The dynamic monitoring of Loess Plateau terraces follows a four-step process: (1) Remote sensing data preparation, which includes Landsat reflectance data (Landsat SR), DEM, and sample data. (2) The data preprocessing stage comprised four key steps. First, multi-scene images were mosaicked to ensure complete coverage of the study area. Second, spectral indices (listed in

Table 1. Spectral index calculation methods.

Spectral Index	Abbreviation	Equation	Reference
Normalized Difference Vegetation index	NDVI	(NIR − R)/(NIR + R)	[22]
Enhanced Vegetation Index	EVI	2.5 × (NIR − R)/(NIR + 6 × R − 0.75 × B + 1)	[23]
Normalized Difference Built-up Index	NDBI	(SWIR − NIR)/(SWIR + NIR)	[24]
Normalized Difference Moisture Index	NDMI	(NIR − SWIR)/(NIR + SWIR)	[25]
Normalized Difference Water Index	NDWI	(G − NIR)/(G + NIR)	[26]
Near-infrared Reflectance of Vegetation	NIRv	(NIR − R)/(NIR + R) × NIR	[27]

Note: NIR represents near-infrared reflectance, R represents red band reflectance, B represents blue band reflectance, SWIR represents shortwave-infrared reflectance, G represents green band reflectance.

) were calculated to enhance features relevant to terrace identification. Third, clouds and their shadows were detected and masked using an algorithm to minimize atmospheric interference. Finally, slope information was derived from the digital elevation model (DEM). (3) Model training and terrace identification. (4) Time-series result optimization. The dynamic monitoring process of Loess Plateau terraces is illustrated in Figure 2.

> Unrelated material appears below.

PR #16594, opened 2024-01-23
Revert "Add magic incantation to tell Store we support Server"

DHowett:
This reverts commit abab8705fea32854a6b55153b5736f9fd9dacb66.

2.3.1. Spectral Index Selection

The spectral bands used for Landsat imagery include the red band (R), green band (G), blue band (B), near–infrared band (NIR), shortwave-infrared band 1 (SWIR1), and shortwave-infrared band 2 (SWIR2). After trimming (removing bad pixels), spectral indices were calculated (method outlined in Table 1) and cloud removal was performed. For the Loess Plateau terraces, considering the seasonal changes throughout the year, the 10%, 25%, 50%, 75%, and 90% percentiles of the time-series data were calculated for each pixel in each spectral band. These percentiles were used to generate five corresponding band indices for each pixel. These indices were then combined with six terrain feature bands, including elevation, slope, aspect, and three terrain roughness bands calculated from 3 × 3, 7 × 7, and 11 × 11 pixel windows, totaling 61 feature bands.

2.3.2. Machine Learning

Random Forest is a decision tree method based on Bagging, with a core principle of using the Bagging algorithm and randomly selecting features. Given a training set, the Bagging algorithm generates multiple subsets by random sampling with replacement, and decision trees are trained on these subsets [28]. Finally, the results of the decision trees are averaged or majority-voted to produce the final classification. Additionally, during each candidate split, Random Forest randomly selects a subset of features, further increasing the diversity and generalization ability of the model. In machine learning, the sample data are mapped annually to the corresponding composite images (e.g., Landsat 5 samples for 2000, 2010, and 2011) and then split into a 90:10 ratio for training and accuracy validation.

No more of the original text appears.